# string brand for less twang?



## opentuner (Nov 28, 2009)

I find my Seagull a little twangy in the treble area and I am wondering if I can address this by changing the brand/gauge of strings. Any advice here?


----------



## Mike MacLeod (Nov 27, 2006)

Yep; 
There are lots of different sounding strings. Just keep trying different sets and you'll eventually settle on something that works for you.

If you are playing with a flat-pick, you can try going up several gauges and/or using a more rounded tip shape. That will warm things up.


----------



## harrym (Jan 19, 2010)

I find Eilixs are a bit warmer sounding on the treble side.


----------



## pughwilliam (Nov 21, 2009)

I have a Seagull MJM6 and I really like D'addario phosphor bronze. Don' t know what brand you use so it's hard to tell if the sound would be better.

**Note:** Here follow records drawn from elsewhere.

PR #22, opened 2019-12-19
sysdeps/managarm: Implement flock

Matt8898:


subprojects/managarm
```diff
@@ -0,0 +1 @@
+/home/matt/mnt/managarm/build/../src/managarm
```
avdgrinten: This should not be added.

PR #25, opened 2020-02-13
Added Lemon compatibility and 'static' build option

fido2020:
I added headers and sysdeps for Lemon OS, I also added option to build a static library.


meson.build
```diff
@@ -126,11 +131,17 @@ internal_sources = [
 	'options/internal/gcc/guard-abi.cpp',
 	'options/internal/gcc/initfini.cpp',
 	'options/internal/gcc-extra/cxxabi.cpp',
-	'options/internal/gcc-extra/mlibc_crtbegin.S',
-	'options/internal/gcc-extra/mlibc_crtend.S',
```
avdgrinten: Why does lemon not use these?

sysdeps/lemon/generic/lemon.cpp
```diff
@@ -0,0 +1,50 @@
...
+	}
+} 
+
+extern "C" int __cxa_atexit(){
+	return 0;
+}
+
+void __mlibc_do_finalize(){
+
+}
```
avdgrinten: Why are those functions missing and not provided by mlibc (outside of sysdeps)?

sysdeps/lemon/include/lemon/filesystem.h
```diff
@@ -0,0 +1,36 @@
...
+	char name[128]; // Filename
+    uint32_t type;
+} lemon_dirent_t;
+
+int lemon_open(const char* filename, int flags);
+void lemon_close(int fd);
+int lemon_read(int fd, void* buffer, size_t count);
+int lemon_write(int fd, const void* buffer, size_t count);
+off_t lemon_seek(int fd, off_t offset, int whence);
+int lemon_readdir(int fd, uint64_t count, lemon_dirent_t* dirent);
```
avdgrinten: I think it would make sense to extract these functions into some `liblemon` (for example). You could link such a library into mlibc at compile time. This is what the `sigma` target also does. Let me know if you have any questions about such an approach.

fido2020: I moved a bunch of code to my liblemon library, however I kept those filesystem functions in the libc as they are used by `sys_open`, `sys_read`, etc.

sysdeps/lemon/generic/lemon.cpp
fido2020: I don't have support for dynamic linking, and lsb uses __dlapi_get_tls

sysdeps/lemon/include/lemon/filesystem.h
qookei: You probably want to inline the code from the `lemon_{read,write,open,close}` etc into lemon's `sys_xxx` functions directly, since you're just passing the arguments directly anyway.

meson.build
```diff
@@ -126,11 +132,16 @@ internal_sources = [
...
 	'options/internal/x86_64/setjmp.S',
 ]
 
+if host_machine.system() != 'lemon'
+	internal_sources += [
+		'options/internal/gcc-extra/mlibc_crtbegin.S',
+		'options/internal/gcc-extra/mlibc_crtend.S',
```
avdgrinten: Do not test for `lemon` here but for dynamic linking.

meson.build
```diff
@@ -169,30 +180,58 @@ subdir('options/glibc')
...
+		static_library('c',
+				[
+					libc_sources,
+					internal_sources,
+					ansi_sources,
+				],
+				cpp_args: ['-DFRIGG_HAVE_LIBC'],
+				include_directories: libc_include_dirs,
+				dependencies: libc_deps,
+				link_with: [ldso_lib],
```
avdgrinten: The static library still links against the dynamic linker. Is that intended?

sysdeps/lemon/generic/filesystem.cpp
```diff
@@ -0,0 +1,79 @@
+#include <lemon/syscall.h>
+#include <sys/types.h>
+
+namespace mlibc{
+
+	int sys_write(int fd, const void* buffer, size_t count, ssize_t* written){
+
+
```
avdgrinten: Minor: strange whitespace.

sysdeps/lemon/generic/filesystem.cpp
```diff
@@ -0,0 +1,79 @@
...
+		return 0;
+	}
+
+	int sys_read(int fd, void *buf, size_t count, ssize_t *bytes_read) {
+		int ret;
+		int sys_errno;
+
+    	syscall(SYS_READ, fd, (uintptr_t)buf, count, (uintptr_t)&ret, 0);
+
+		if (ret == -1)
```
avdgrinten: Minor: indentation is broken.

abis/lemon/auxv.h
```diff
@@ -0,0 +1,9 @@
+#ifndef _ABIBITS_AUXV_H
+#define _ABIBITS_AUXV_H
+
+#define AT_PHDR 3
+#define AT_PHENT 4
+#define AT_PHNUM 5
+#define AT_ENTRY 9
```
avdgrinten: These definitions match the Linux ABI. You could symlink the Linux ABI's `auxv.h` instead.

sysdeps/lemon/generic/filesystem.cpp
```diff
@@ -0,0 +1,79 @@
...
+
+		if(ret) {
+		    sys_close(ret);
+		    return 0;
+		} else return 1;
+	}
+
+	void sys_libc_log(const char*){
+
+	}
```
avdgrinten: Consider implementing this to get debugging information.

sysdeps/lemon/crt-x86_64/crt0.S
```diff
@@ -0,0 +1,23 @@
+.section .text
+
+.global _start
+_start:
+    movq $0, %rbp
+	pushq %rbp
+	pushq %rbp
```
avdgrinten: Why do you push `%rbp` twice? (Indentation is broken here.)

sysdeps/lemon/generic/lemon.cpp
```diff
@@ -0,0 +1,50 @@
...
+namespace mlibc{
+
+	void sys_exit(int status){
+		syscall(SYS_EXIT, status, 0, 0, 0, 0);
+	}
+
+	int sys_anon_allocate(size_t size, void **pointer) {
+		// Make sure to only allocate whole pages
+		__ensure(!(size & 0xFFF));
+		syscall(SYS_ALLOC, (((size / 0x1000)*0x1000 < size) ? (size / 0x1000) + 1 : (size / 0x1000)), (uintptr_t)pointer, 0, 0, 0);
```
avdgrinten: Rounding up to page size can be simplified: `(size + 0xFFF) & ~static_cast<size_t>(0xFFF)`. This is also faster because it doesn't generate a `div` instruction.

sysdeps/lemon/generic/lemon.cpp
```diff
@@ -0,0 +1,50 @@
...
+		    return -1;
+		return 0;
+	}
+
+	int sys_anon_free(void *pointer, size_t size) {
+		return 0; // Not implemented
+	}
+
+	void sys_libc_panic(){
+		*((int*)0xffffDEADDEADDEAD) = 1; // Force Page Fault
```
avdgrinten: You could use `__builtin_trap()` instead (forces an illegal instruction / `ud2`).

sysdeps/lemon/include/lemon/spawn.h
```diff
@@ -0,0 +1,18 @@
...
+
+#include <stddef.h>
+#include <sys/types.h>
+#include <stdint.h>
+
+#ifdef __cplusplus
+extern "C"{
+#endif
+
+void lemon_spawn(const char* path);
```
avdgrinten: This header is not inlined yet.

sysdeps/lemon/generic/filesystem.cpp
avdgrinten: (See also the other code below.)

sysdeps/lemon/generic/lemon.cpp
avdgrinten: This needs to be fixed in the long term. Maybe add a comment that this should be removed once LSB is also compiled into the static lib.

fido2020: will do

abis/lemon/auxv.h
fido2020: Probably better off being separate in case I need to add anything to the header in the future

avdgrinten:
Alright, from my side, this can be merged. Do you also consider this PR to be done?

fido2020:
Yep I see nothing further to be done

I also prefer mediums to lights : they have a much beefier tone. That could also be worth a try.

Will


----------



## GuitarPix (Jan 11, 2007)

Elixers definitely will take out some Twang (although some people say they sound like their pretty much dead from the day you put them on.) You might try Wyres if you can find them. I've used the D'addario "Bluegrass" set which has lighter top strings and heavier bottom strings.


----------



## jimaha (Jan 19, 2010)

I like John Pearse phosphor bronze mediums ..... I think the sound nice on my Yamaha, 

peace 
jim


----------



## kat_ (Jan 11, 2007)

If your current strings are 80/20 Bronze then try a set of Phospor Bronze.


----------



## Ian John (Aug 11, 2009)

I get carried away and light strings twang for me...mediums not so much. I like a very low action which does not help. I like elixers as they seem to warm things up for my ear not my wallet..

Regards Ian


----------



## zeebee (Nov 2, 2008)

Try the "opposite" from what your currently using. If your using light 80/20's ...try med P/B's. With the exception of EXP's I don't care for any coated strings but others obviously seem to.


----------



## Ship of fools (Nov 17, 2007)

*Here is some reading*

And then you can pick as to which strings will give you less twang then others, I myself find this an impossible task of telling others how or why some strings work and others don't you have to experiment with many different brands and try to find the one that works on each different guitar.http://www.flatpick.com/Pages/News_And_Reviews/Gear.html#ST1
Ship


----------



## Ian John (Aug 11, 2009)

Some just like nike or rebok.. 

Regards Ian


----------



## mrmatt1972 (Apr 3, 2008)

DR makes the best coated strings on the planet (IMHO), Try a medium set of theirs. I don't much like elixirs (nano web or original) but the DRs are fantastic!

http://accessories.musiciansfriend....d-Acoustic-Phosphor-Bronze-Strings?sku=101166


----------



## Ian John (Aug 11, 2009)

What is DR?? Love to hear better!!

Regards Ian


----------